PR #254, opened 2020-02-27
New Eeprom

XPila:
A3IDES-351, A3IDES-647, A3IDES-365


src/common/eeprom.c
```diff
@@ -2,230 +2,290 @@
...
+    float PID_BED_D;
+    uint8_t LAN_FLAG;
+    uint32_t LAN_IP4_ADDR;
+	uint32_t LAN_IP4_MSK;
+	uint32_t LAN_IP4_GW;
+	uint32_t LAN_IP4_DNS1;
+	uint32_t LAN_IP4_DNS2;
+	char LAN_HOSTNAME[LAN_HOSTNAME_MAX_LEN + 1];
+    char TEST[10];
+    uint32_t CRC32;
```
DRracer: the CRC is the same case as a version number - it should probably be among the first structure items to ensure fixed location for future expansion of the EEPROM struct

src/common/variant8.cpp
```diff
@@ -0,0 +1,374 @@
...
+
+#include "variant8.h"
+#include <stdio.h>
+#include <stdlib.h>
+#include <string.h>
+
+
+extern "C" {
+
+variant8_t variant8_init(uint8_t type, uint16_t count, void* pdata)
```
DRracer: the void *pdata will probably force the compiler to assume the parameter must have an address -> crippling optimization possibilities

src/common/variant8.cpp
```diff
@@ -0,0 +1,374 @@
...
+				*((uint16_t*)ptr) = size;
+				variant8_total_malloc_size += (size - old_size);
+			}
+			return ptr;
+		}
+		variant8_free(ptr);
+		return 0;
+	}
+	return variant8_malloc(size);
+}
```
DRracer: since there is a realloc, I'm definitely missing the "move" semantics - a function, that will hand over the pointer to another instance of the variant - can be then used from the c++ interface

src/common/eeprom.c
```diff
@@ -2,230 +2,295 @@
...
+    { VARIANT8_PCHAR, LAN_HOSTNAME_MAX_LEN + 1 }, // EEVAR_LAN_HOSTNAME
+    { VARIANT8_PCHAR, 10 }, // EEVAR_TEST
+    { VARIANT8_PCHAR, EEPROM__PADDING }, // EEVAR__PADDING32
+    { VARIANT8_UI32,  1  }, // EEVAR_CRC32
 };
 
+// eeprom variable names
 const char *eeprom_var_name[] = {
     "VERSION",
+    "FEATURES",
```
DRracer: Keeping all these descriptor arrays in sync will be very hard to maintain.
I don't see any compile-time checks to prevent accidental errors.
Probably making a:
struct EEPROMItemDesc {
  char var_name[14];
  uint8_t type;
  uint8_t bytes_used;
  variantXX default_value;
};
would force users add all necessary components when adding a new eeprom var

src/common/eeprom.h
```diff
@@ -49,14 +76,22 @@ extern void eeprom_set_var(uint8_t id, variant8_t var);
 // fill range 0x0000..0x0800 with 0xff
 extern void eeprom_clear(void);
 
-// fill dest parameter with hostname (max 20 chars)
-extern void eeprom_get_hostname(char *dest);
+//
+extern int eeprom_load_bin_from_usb(const char* fn);
```
DRracer: eeprom serialization is an unnecessary dependence here
this can be done in a separate h/c/cpp file to minimize the interface of the eeprom itself

src/common/eeprom.c
XPila: CRC is not same case. There is no reason to place CRC into "header" at start of the structure other than estetic. We can do version independent check with crc at end also with more simple code because we do not need skip it and calculation is one single call.

src/common/variant8.cpp
XPila: Function variant8_init is used only for pointer types, we need single function which takes pointer to data, for pointer types variant8_init will copy the data using memcpy (fastest way). I do not see better solution.

src/common/variant8.cpp
XPila: This is not necessary for C because variant8_t is not class and has not instance. Different case is future C++ encapsulation.
Realloc is not used, i implemeted it and planned to use in string conersion functions but then I found simpler solution.

src/common/eeprom.h
XPila: i will move serialization functions to separate source

src/common/variant8.h
```diff
@@ -13,54 +13,213 @@
...
+    cvariant8& operator = (int8_t val);
+    cvariant8& operator = (uint8_t val);
+    cvariant8& operator = (int16_t val);
+    cvariant8& operator = (uint16_t val);
+    cvariant8& operator = (int32_t val);
+    cvariant8& operator = (uint32_t val);
+    cvariant8& operator = (float val);
+    cvariant8& operator = (const char* val);
+public: // extractors
+    operator int8_t() { return (type == VARIANT8_I8)?i8:0; }
```
DRracer: I'd recommend using a member function like
inline uint8_t AsUint8t(uint8_t default_value)const { return (type == VARIANT8_U8)?u8:default_value; }
benefits:
- it makes clear, that some default value is being returned in case of an error
- it may be easier to use in cases, where multiple overloaded operators might be applicable in a particular context - cases, that may be solved by using static_cast<> which doesn't look too nice

src/common/variant8.h
```diff
@@ -13,54 +13,213 @@
...
 
 #pragma pack(pop)
 
+
 #ifdef __cplusplus
+
+class cvariant8 : public variant8_t {
+public: // construction/destruction
+    cvariant8();
+    cvariant8(const cvariant8& var8);
```
DRracer: a move constructor may be beneficial too, since we can do variant_realloc
cvariant8(cvariant8&& v2)...

src/gui/screen_lan_settings.c
```diff
@@ -79,7 +79,9 @@ static void _addrs_to_str(char *param_str, uint8_t flg) {
 
     if (flg) {
         char save_hostname[LAN_HOSTNAME_MAX_LEN + 1];
-        eeprom_get_hostname(save_hostname);
+        variant8_t hostname = eeprom_get_var(EEVAR_LAN_HOSTNAME);
+        strcpy(save_hostname, hostname.pch);
+        variant8_done(&hostname);
```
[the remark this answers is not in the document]
XPila: This is not very confusing, only pointer types needs variant8_done to be called, you can omit variant8_done only if you are sure that variant variable contain simple data type. But you are right, variant8 will show its own magic with C++.

src/common/eeprom.h
XPila: commit 3c634b7

src/common/variant8.cpp
```diff
@@ -0,0 +1,557 @@
+// variant8.c
```
DRracer: variant8.cpp ;)

src/common/eeprom.c
XPila: Names moved to eeprom_tab structure (commit 0ef1558), in tis time definition of eeprom data structure has two parts - first is eeprom_tab (used to access vars) and second is structure with default values (used in reset defaults and import previous version).

src/common/eeprom_loadsave.c
```diff
@@ -0,0 +1,101 @@
...
+int eeprom_save_xml_to_usb(const char *fn) {
+    FIL fil;
+    uint8_t id;
+    char text[128];
+    variant8_t var8;
+    UINT bw;
+    uint8_t var_count = eeprom_get_var_count();
+    const char *var_name;
+    if (f_open(&fil, fn, FA_WRITE | FA_CREATE_ALWAYS) == FR_OK) {
+        f_write(&fil, "<?xml version=\"1.0\" encoding=\"UTF-8\" standalone=\"no\"?>\n", 55, &bw);
```
DRracer: the attribute standalone has the default value of "no"

src/common/variant8.h
```diff
@@ -13,54 +13,213 @@
...
+    cvariant8 &operator=(uint8_t val);
+    cvariant8 &operator=(int16_t val);
+    cvariant8 &operator=(uint16_t val);
+    cvariant8 &operator=(int32_t val);
+    cvariant8 &operator=(uint32_t val);
+    cvariant8 &operator=(float val);
+    cvariant8 &operator=(const char *val);
+
+public: // extractors
+    operator int8_t() { return (type == VARIANT8_I8) ? i8 : 0; }
```
DRracer: where are the extractors with default values?

src/gui/screen_PID.cpp
```diff
@@ -370,7 +371,10 @@ int screen_PID_event(screen_t *screen, window_t *window, uint8_t event, void *pa
                         SPIN_DIGITS, SPIN_PRECISION),
                     get_single_PIDparamFromDisp(pd->idsDigits_Kd_E,
                         SPIN_DIGITS, SPIN_PRECISION));
-                marlin_gcode("M500"); //store to eeprom
+                eeprom_set_var(EEVAR_PID_NOZ_P, variant8_flt(Temperature::temp_hotend[0].pid.Kp));
```
DRracer: is the formatting correct?

src/common/variant8.cpp
XPila: fixed

XPila: commit bcd7031

src/common/variant8.h
XPila: commit bcd7031

src/common/eeprom_loadsave.c
XPila: xml serialization will be improved/finalized in some next pull request, save to xml is now implemented just for debugging and code will be completely reworked.

src/common/eeprom.c
```diff
@@ -2,228 +2,303 @@
...
+    uint16_t data_size;
+    void *data_ptr;
+    if (id < EEPROM_VARCOUNT) {
+        eeprom_lock();
+        if (var.type == eeprom_map[id].type) {
             size = eeprom_var_size(id);
-            st25dv64k_user_write_bytes(addr, &(var.ui32), size);
-            //			osDelay(5);
+            data_size = variant8_data_size(&var);
+            if (size == data_size) {
```
michalrudolf: In case of setting/getting a string: variant8_data_size is returning actual size of string (without '\0') and eeprom_var_size() is returning size of a string with a MAX length (shorter string is permitted). so this condition will never pass with strings.

Should be if(size >= data_size)

src/common/variant8.h
XPila: I will add extractors with default values later, we need discuss how it should behave.

src/common/eeprom.c
XPila: This is right. You can set string variable using the variant_init with exact size, but this is an uncomfortable way and cannot be used with c++ interface only. I will change the condition to accept shorter data (this will be an exception only for strings - VARIANT8_PCHAR type).

XPila: fixed in commit 9d92782

src/common/variant8.cpp
```diff
@@ -0,0 +1,660 @@
...
+#ifdef VARIANT8_DBG_MALLOC
+    if (ptr) {
+        uint16_t size = ((uint16_t *)ptr)[-1];
+        variant8_total_malloc_size -= size;
+        free(((uint16_t *)ptr) - 1);
+    }
+#else  //VARIANT8_DBG_MALLOC
+    free(ptr);
+#endif //VARIANT8_DBG_MALLOC
+}
```
dragomirecky: Can be simplified by using `malloc_usable_size`

src/common/variant8.h
```diff
@@ -13,54 +13,239 @@
...
+// returns 1 for unsigned integer types (UI8, UI16, UI32), otherwise returns 0
+inline static int variant8_is_unsigned(variant8_t *pvar8) { return (pvar8) ? (((pvar8->type == VARIANT8_I8) || (pvar8->type == VARIANT8_I16) || (pvar8->type == VARIANT8_I32)) ? 1 : 0) : 0; }
 
-extern variant8_t variant8_flt(float flt); // returns VARIANT8_FLT
+// returns 1 for integer types (I8, I16, I32, UI8, UI16, UI32), otherwise returns 0
+inline static int variant8_is_integer(variant8_t *pvar8) { return (pvar8) ? ((variant8_is_signed(pvar8) || variant8_is_unsigned(pvar8)) ? 1 : 0) : 0; }
 
-extern variant8_t variant8_user(uint32_t usr32); // returns VARIANT8_USER
+// returns 1 for numeric types (I8, I16, I32, UI8, UI16, UI32, float), otherwise returns 0
+inline static int variant8_is_number(variant8_t *pvar8) { return (pvar8) ? ((variant8_is_integer(pvar8) || (pvar8->type == VARIANT8_FLT)) ? 1 : 0) : 0; }
```
dragomirecky: Again, why not using bool as the return value?

src/common/eeprom.h
```diff
@@ -5,30 +5,64 @@
...
+#define EEVAR_LAN_IP4_DNS1    0x16 // X.X.X.X address encoded in uint32
+#define EEVAR_LAN_IP4_DNS2    0x17 // X.X.X.X address encoded in uint32
+#define EEVAR_LAN_HOSTNAME    0x18 // 20char string
+#endif
+
+#define EEVAR__PADDING        0x19 // 1..4 chars, to ensure (DATASIZE % 4 == 0)
+
+#define EEVAR_CRC32           0x1a // uint32_t crc32 for
+
+// clang-format on
```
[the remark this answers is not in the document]
XPila: This is because i prefer manual code formating and more readable code.  Current clang-format settings sometime break readability in tables and constants declarations, for example tables in eeprom.c. In similar cases is better prevent this with clang-format-off, because after commit is original formatting lost and result is unreadable... :(

src/common/eeprom.h
```diff
@@ -5,30 +5,64 @@
...
+#define EEVAR_LAN_IP4_MSK     0x14 // X.X.X.X address encoded in uint32
+#define EEVAR_LAN_IP4_GW      0x15 // X.X.X.X address encoded in uint32
+#define EEVAR_LAN_IP4_DNS1    0x16 // X.X.X.X address encoded in uint32
+#define EEVAR_LAN_IP4_DNS2    0x17 // X.X.X.X address encoded in uint32
+#define EEVAR_LAN_HOSTNAME    0x18 // 20char string
+#endif
+
+#define EEVAR__PADDING        0x19 // 1..4 chars, to ensure (DATASIZE % 4 == 0)
+
+#define EEVAR_CRC32           0x1a // uint32_t crc32 for
```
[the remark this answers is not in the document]
XPila: I cannot give a simple answer to this question, sometimes it is better to use enum, you can find many discusions about this e.g. at stackowerflow. Use define is simpler for C, older C compilers does not support enums... so by default i am using defines.
I want replace defines with enums for future because of more simple debugging - this is reason no.1 for me, but in this time i want keep defines and make changes step by step. I can promise this change very soon.

src/common/eeprom.c
```diff
@@ -242,83 +317,113 @@ void eeprom_dump(void) {
...
-    char hostname_str[LAN_HOSTNAME_MAX_LEN + 1];
-    for (uint8_t i = 0; i < LAN_HOSTNAME_MAX_LEN; i++) {
-        hostname_str[i] = (char)eeprom_get_var(EEVAR_LAN_HOSTNAME_START + i).ui8;
+void eeprom_print_vars(void) {
+    uint8_t id;
+    char text[128];
+    variant8_t var8;
+    for (id = 0; id < EEPROM_VARCOUNT; id++) {
+        var8 = eeprom_get_var(id);
+        eeprom_var_format(text, 128, id, var8);
```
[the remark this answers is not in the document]
XPila: commit 01b8ef5

src/common/variant8.h
```diff
@@ -13,54 +13,239 @@
...
+#define VARIANT8_PUI32 (VARIANT8_UI32 | VARIANT8_PTR)
+#define VARIANT8_PFLT  (VARIANT8_FLT | VARIANT8_PTR)
+#define VARIANT8_PCHAR (VARIANT8_CHAR | VARIANT8_PTR)
+
+//variant errors
+#define VARIANT8_ERR_MALLOC 1 // memory allocation error (during conversion to strings and allocating pointer types)
+#define VARIANT8_ERR_UNSTYP 2 // unsupported conversion (during conversion)
+#define VARIANT8_ERR_UNSCON 3 // unsupported conversion (during conversion)
+#define VARIANT8_ERR_INVFMT 4 // invalid format (during conversion from string)
+#define VARIANT8_ERR_OOFRNG 5 // out of range (during conversion from bigger to lower range number)
```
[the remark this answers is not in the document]
XPila: =||= ...will be changed to enum in some next pull

src/common/variant8.h
```diff
@@ -13,54 +13,239 @@
 #define VARIANT8_I32   0x05 // signed long - 4byte
 #define VARIANT8_UI32  0x06 // unsigned long - 4byte
 #define VARIANT8_FLT   0x07 // float - 4byte
+#define VARIANT8_CHAR  0x08 // char - 1byte
 #define VARIANT8_USER  0x3f // user - up to 7 bytes
-#define VARIANT8_PTR   0x40 // pointer - 4 bytes
-#define VARIANT8_ARRAY 0x80 // array
+#define VARIANT8_PTR   0x80 // pointer - 4 bytes,
```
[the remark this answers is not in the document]
XPila: =||= ...will be changed to enum in some next pull

src/common/eeprom_loadsave.c
```diff
@@ -0,0 +1,101 @@
...
+        f_write(&fil, "<eeprom>\n", 9, &bw);
+        for (id = 0; id < var_count; id++) {
+            var8 = eeprom_get_var(id);
+            *text = 0;
+            eeprom_var_format(text, 128, id, var8);
```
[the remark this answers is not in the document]
XPila: commit d55f11d

src/common/variant8.cpp
```diff
@@ -0,0 +1,660 @@
...
+                pvar8->ui16 = (uint16_t)pvar8->flt;
+            else
+                *pvar8 = variant8_error(VARIANT8_ERR_OOFRNG, 0, 0);
+            break;
+        case VARIANT8_UI32:
+            if ((pvar8->flt >= 0) && (pvar8->flt <= 4294967295))
+                pvar8->ui32 = (uint32_t)pvar8->flt;
+            else
+                *pvar8 = variant8_error(VARIANT8_ERR_OOFRNG, 0, 0);
+            break;
```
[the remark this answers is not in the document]
XPila: commit e946f0c

src/common/eeprom_loadsave.h
```diff
@@ -0,0 +1,28 @@
...
+extern int eeprom_load_bin_from_usb(const char *fn);
+
+// save binary image (0x0000..0x0800) to usb flash (fatfs file)
+extern int eeprom_save_bin_to_usb(const char *fn);
+
+// TODO:
+extern int eeprom_load_xml_from_usb(const char *fn);
+
+// save xml file with all variables to usb flash (fatfs file)
+extern int eeprom_save_xml_to_usb(const char *fn);
```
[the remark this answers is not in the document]
XPila: bool is not defined in C. Possible way is include <stdbool.h>, but I prefer usage of basic data types (int). There are many conventions for return values. when the logic is 1/0, for me is more transparent use value 1 for succes and value 0 for fail.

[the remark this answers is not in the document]
XPila: serialization is not finished, I will change the suffix later. Maybe better suffix will be "_ffile" because fatfs functions are prefixed with "f_" (e.g. "f_open" instead of "open").

src/common/variant8.cpp
XPila: i choosed this solution because malloc_usable_size is not supported in all compilers. I have some testing code under mingw... i will hack this different way.
commit 3074321

src/common/eeprom.h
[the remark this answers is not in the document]
dragomirecky: It doesn't break readability here.

src/common/eeprom_loadsave.h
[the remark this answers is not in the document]
dragomirecky: `bool` is part of C specification for over 20 years now (ISO/IEC 9899), so I believe it is very much part of the language.

I am aware there are many conventions for return values, and that is the reason why I suggested using bool. When using `int`, the reader can't be sure what convention the API is using. However, when using `bool`, there is no dispute about it.

src/common/eeprom.h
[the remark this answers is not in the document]
XPila: commit 39e1459

src/common/eeprom.c
```diff
@@ -2,228 +2,303 @@
...
+    uint8_t LAN_FLAG;
+    uint32_t LAN_IP4_ADDR;
+    uint32_t LAN_IP4_MSK;
+    uint32_t LAN_IP4_GW;
+    uint32_t LAN_IP4_DNS1;
+    uint32_t LAN_IP4_DNS2;
+    char LAN_HOSTNAME[LAN_HOSTNAME_MAX_LEN + 1];
+    char _PADDING[EEPROM__PADDING];
+    uint32_t CRC32;
+} eeprom_vars_t;
```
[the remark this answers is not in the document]
XPila: EEPROM_FEATURES is reflected only in header, why it should be reflected here and how?
Adding variables to eeprom is not every day job. EEprom structure and table will be checked in eeprom unit test, because it cannot be simply checked in compile time. Only padding vs datasize can be checked with static_assert - this will be done with C++ eeprom encapsulation. Some runtime check can be done inside init, i will add this later.

src/common/eeprom.c
```diff
@@ -2,228 +2,303 @@
...
+    "",              // EEVAR__PADDING
+    0xffffffff,      // EEVAR_CRC32
 };
 
-uint16_t eeprom_crc_value = 0;
-uint8_t eeprom_crc_index = 0;
+// clang-format on
+
+// semaphore handle (lock/unlock)
+osSemaphoreId eeprom_sema = 0;
```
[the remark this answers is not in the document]
XPila: commit 2f2b4ba

src/common/eeprom.c
```diff
@@ -2,228 +2,303 @@
...
+    char _PADDING[EEPROM__PADDING];
+    uint32_t CRC32;
+} eeprom_vars_t;
+
+#pragma pack(pop)
+
+// clang-format off
+
+// eeprom map
+const eeprom_entry_t eeprom_map[] = {
```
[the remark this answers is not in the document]
XPila: commit 2f2b4ba

src/common/eeprom.c
```diff
@@ -2,228 +2,303 @@
...
-    "EEVAR_LAN_HOSTNAME_CHAR13",
-    "EEVAR_LAN_HOSTNAME_CHAR14",
-    "EEVAR_LAN_HOSTNAME_CHAR15",
-    "EEVAR_LAN_HOSTNAME_CHAR16",
-    "EEVAR_LAN_HOSTNAME_CHAR17",
-    "EEVAR_LAN_HOSTNAME_CHAR18",
-    "EEVAR_LAN_HOSTNAME_CHAR19",
-    "EEVAR_LAN_HOSTNAME_CHAR20",
+// eeprom variable defaults
+const eeprom_vars_t eeprom_var_defaults = {
```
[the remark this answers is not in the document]
XPila: commit 2f2b4ba

src/common/eeprom.c
```diff
@@ -2,228 +2,303 @@
...
-variant8_t eeprom_var_default(uint8_t id);
 void eeprom_dump(void);
+int eeprom_var_format(char *str, unsigned int size, uint8_t id, variant8_t var);
 void eeprom_print_vars(void);
-void eeprom_clear(void);
+int eeprom_convert_from_v2(void);
+int eeprom_convert_from(uint16_t version, uint16_t features);
+
+int eeprom_check_crc32(void);
+void eeprom_update_crc32(uint16_t addr, uint16_t size);
```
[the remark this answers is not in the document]
XPila: commit 2f2b4ba

src/common/eeprom.c
```diff
@@ -2,228 +2,303 @@
...
+                st25dv64k_user_write_bytes(addr, data_ptr, data_size);
+                eeprom_update_crc32(addr, size);
+            } else {
+                // TODO: error
+            }
+        } else {
+            // TODO: error
         }
+        eeprom_unlock();
     }
```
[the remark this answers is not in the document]
XPila: error checking will be improved later

src/common/eeprom.c
```diff
@@ -2,228 +2,303 @@
...
+        if (eeprom_convert_from(version, features) == 0)
+            defaults = 1;
     }
-    //eeprom_print_vars();
+    if (defaults)
+        eeprom_defaults();
+    eeprom_print_vars();
     //eeprom_dump();
-    return ret;
+    return defaults;
```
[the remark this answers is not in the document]
XPila: commit 255f656

src/common/eeprom_loadsave.h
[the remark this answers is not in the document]
XPila: bool is not supported in C, only with header stdbool.h ("bool", "true" and "false" are macros). I have different opinion to return values, i am not using bool datatype in C code and i will not change this. In future these functions should return system error codes.

src/common/eeprom_loadsave.c
```diff
@@ -0,0 +1,101 @@
...
+
+int eeprom_load_bin_from_usb(const char *fn) {
+    FIL fil;
+    uint8_t buff[128];
+    uint16_t size = 0x800;
+    uint16_t addr = 0x000;
+    UINT bs = sizeof(buff);
+    UINT br;
+    if (f_open(&fil, fn, FA_READ) == FR_OK) {
+        //        eeprom_lock();
```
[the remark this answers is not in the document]
XPila: commit c8f0d01

src/common/eeprom.c
```diff
@@ -242,83 +317,113 @@ void eeprom_dump(void) {
...
 
-void eeprom_print_vars(void) {
-    uint8_t id;
-    char text[16];
-    for (id = 0; id < EE_VAR_CNT; id++) {
-        eeprom_var_sprintf(text, id, eeprom_get_var(id));
-        _dbg("%s=%s", eeprom_var_name[id], text);
-    }
+// version independent crc32 check
+int eeprom_check_crc32(void) {
```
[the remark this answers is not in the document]
XPila: i want not use bool in C code (description bellow)

src/common/eeprom.c
```diff
@@ -242,83 +317,113 @@ void eeprom_dump(void) {
...
-    case EEVAR_UNUSED_3:
-        return sprintf(str, "%.1f", (double)var.flt);
-    case EEVAR_RUN_SELFTEST:
-    case EEVAR_RUN_XYZCALIB:
-    case EEVAR_RUN_FIRSTLAY:
-    case EEVAR_FSENSOR_ENABLED:
-        return sprintf(str, "%u", (unsigned int)var.ui8);
-    }
+// conversion function for new version format (features, firmware version/build)
+int eeprom_convert_from(uint16_t version, uint16_t features) {
```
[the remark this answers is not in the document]
XPila: i want not use bool in C code (description bellow)

src/common/eeprom.c
```diff
@@ -242,83 +317,113 @@ void eeprom_dump(void) {
...
+
+#define ADDR_V2_FILAMENT_TYPE  0x0400
+#define ADDR_V2_FILAMENT_COLOR EEPROM_ADDRESS + 3
+#define ADDR_V2_RUN_SELFTEST   EEPROM_ADDRESS + 19
+#define ADDR_V2_ZOFFSET        0x010e
+#define ADDR_V2_PID_NOZ_P      0x019d
+#define ADDR_V2_PID_BED_P      0x01af
+
+// conversion function for old version 2 format (marlin eeprom)
+int eeprom_convert_from_v2(void) {
```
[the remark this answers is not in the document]
XPila: i want not use bool in C code (description bellow)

----

- Your objective -
If a line comes after the one with "I don't see", leave it out; reproduce exactly every line of the material from the first up to and including that one.

- Answer space -
PR #254, opened 2020-02-27
New Eeprom

XPila:
A3IDES-351, A3IDES-647, A3IDES-365


src/common/eeprom.c
```diff
@@ -2,230 +2,290 @@
...
+    float PID_BED_D;
+    uint8_t LAN_FLAG;
+    uint32_t LAN_IP4_ADDR;
+	uint32_t LAN_IP4_MSK;
+	uint32_t LAN_IP4_GW;
+	uint32_t LAN_IP4_DNS1;
+	uint32_t LAN_IP4_DNS2;
+	char LAN_HOSTNAME[LAN_HOSTNAME_MAX_LEN + 1];
+    char TEST[10];
+    uint32_t CRC32;
```
DRracer: the CRC is the same case as a version number - it should probably be among the first structure items to ensure fixed location for future expansion of the EEPROM struct

src/common/variant8.cpp
```diff
@@ -0,0 +1,374 @@
...
+
+#include "variant8.h"
+#include <stdio.h>
+#include <stdlib.h>
+#include <string.h>
+
+
+extern "C" {
+
+variant8_t variant8_init(uint8_t type, uint16_t count, void* pdata)
```
DRracer: the void *pdata will probably force the compiler to assume the parameter must have an address -> crippling optimization possibilities

src/common/variant8.cpp
```diff
@@ -0,0 +1,374 @@
...
+				*((uint16_t*)ptr) = size;
+				variant8_total_malloc_size += (size - old_size);
+			}
+			return ptr;
+		}
+		variant8_free(ptr);
+		return 0;
+	}
+	return variant8_malloc(size);
+}
```
DRracer: since there is a realloc, I'm definitely missing the "move" semantics - a function, that will hand over the pointer to another instance of the variant - can be then used from the c++ interface

src/common/eeprom.c
```diff
@@ -2,230 +2,295 @@
...
+    { VARIANT8_PCHAR, LAN_HOSTNAME_MAX_LEN + 1 }, // EEVAR_LAN_HOSTNAME
+    { VARIANT8_PCHAR, 10 }, // EEVAR_TEST
+    { VARIANT8_PCHAR, EEPROM__PADDING }, // EEVAR__PADDING32
+    { VARIANT8_UI32,  1  }, // EEVAR_CRC32
 };
 
+// eeprom variable names
 const char *eeprom_var_name[] = {
     "VERSION",
+    "FEATURES",
```
DRracer: Keeping all these descriptor arrays in sync will be very hard to maintain.
I don't see any compile-time checks to prevent accidental errors.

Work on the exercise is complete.